It was a fantastic leak, based from an excel file asked by a marketing department which forgot it inside a shared folder on the hacked (private) server. There was far more info there than just that, also included the details of employees and more interesting if they were on medical leave.

Curiously enough many of those employees were family members from politicians and well-known people. Some of those in long term sick leave were receiving a monthly salary while conducting live shows on festivals during the summer.

Nothing happened on the news. They all went silent about this case.

lostlogin•12m ago
It’s scams all the way down.
tiagod•41m ago
That TAP data was leaked on a tor hidden service, in multiple files, and download was extremely slow on the days following the leak. One of the files was much smaller, and my friend had the bad luck to have his data in that one.

His phone was spammed so incessantly he had to change his number almost immediately.

ghm2180•27m ago
I do use an email alias everywhere. But I don't believe you can do the same with phone numbers. I tried using my twilio rented number and there is a way systems use to figure out if that is a real number for a person or a VoIP one. Though it is sometimes successful in use for signups and hence spam reduction.
Scoundreller•22m ago
Could set up 6 digit long extensions and only ever issue a few hundred of them in total.

Guess wrong 3x and goodbye.

Can also set some/most/all to go to voicemail so they can get in touch with you, but not really.

Or blackhole the invalid extensions to /dev/null voicemail but then you run the risk of legit misdials and you never get some important message.

The real vs “fake” number issue could be worked around by having your cell phone provider forward all calls to your VoIP number. It’s baked into gsm, don’t need a phone after initial setup: https://www.geckobeach.com/cellular/secrets/gsmcodes.php

lostlogin•14m ago
> I never received a notification from TAP

They have been reporting millions in profits despite rising costs.

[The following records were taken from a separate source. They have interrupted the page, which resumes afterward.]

PR #211, opened 2019-07-16
 [BTRX-734-735-736] Data use Letter Link, PDF Box Update and Alert Time extension

wloforteBroad:
## Addresses
- https://broadinstitute.atlassian.net/browse/BTRX-734
- https://broadinstitute.atlassian.net/browse/BTRX-735
- https://broadinstitute.atlassian.net/browse/BTRX-736

## Changes
- Update PDF Box version to 2.0.15
- Sample/Data Cohort creation alert time was extended to 15 seconds as per ORSP team request.
- The Data Use Letter functionality to create the shareable link or send it by email was moved from the Documents modal to the Documents page in a new Panel.

## Testing
- Create a Sample/Data Cohort and the alert will appear.
- In a Consent Group, in the Documents page, the new Panel called Data Use Letter should appear and the user can perform the related actions from there.

---


src/main/webapp/components/Documents.js
```diff
@@ -32,14 +38,94 @@ export const Documents = hh(class Documents extends Component {
...
+      error: false,
+      alertType: 'success',
+      invalidEmail: false,
+      collaboratorEmail: '',
     }
     this.removeDocument = this.removeDocument.bind(this);
+    this.getShareableLink = this.getShareableLink.bind(this);
   }
 
+  getShareableLink = () => {
```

What you propose would further elevate costs. Shareholders don’t want that.

Brybry•10m ago
The world of today is so weird sometimes.

When I was a kid most adults' full name, phone number, and address were available for free in the phone book.

sofixa•33m ago
There is no such thing in France (or most countries for that matter). It's a pretty absurd system that gamifies and profits off heuristics, and results in a Kafkaesque nightmare where you can't get a job, rent a place or get a loan because of an arbitrary value assigned by a company with a profit motive. One that has no incentive to get things right or even get the right person.

How things work in France is much simpler and better. When you apply for a loan, the lender checks with Banque de France (national bank) if you have outstanding debts and if you've defaulted on any debts in the past 5 years. That's it, that and your proof of revenue is all they need.

dboreham•18m ago
Fairly sure this is an ironic comment. (Credit monitoring is the useless thing companies give people in the US when their information is leaked -- everyone in the industry knows it's laughably unrelated to private information disclosure).
Thaxll•17m ago
The credit system is not the same in Europe, first of all there is no such thing as credit rating and what not.

People don't have credit card like the one in US and Canada.

The vast majority use a debit card.

jampekka•16m ago
In UK there is. :(
ifwinterco•1m ago
Nothing like america though, lots of people (maybe the majority) cruise through life with 1-2 credit cards and occasionally apply for a mortgage without ever really thinking about their credit rating.

Being obsessed or even thinking about your credit rating in the UK is a bit of a minority reddit pursuit not something normal people do.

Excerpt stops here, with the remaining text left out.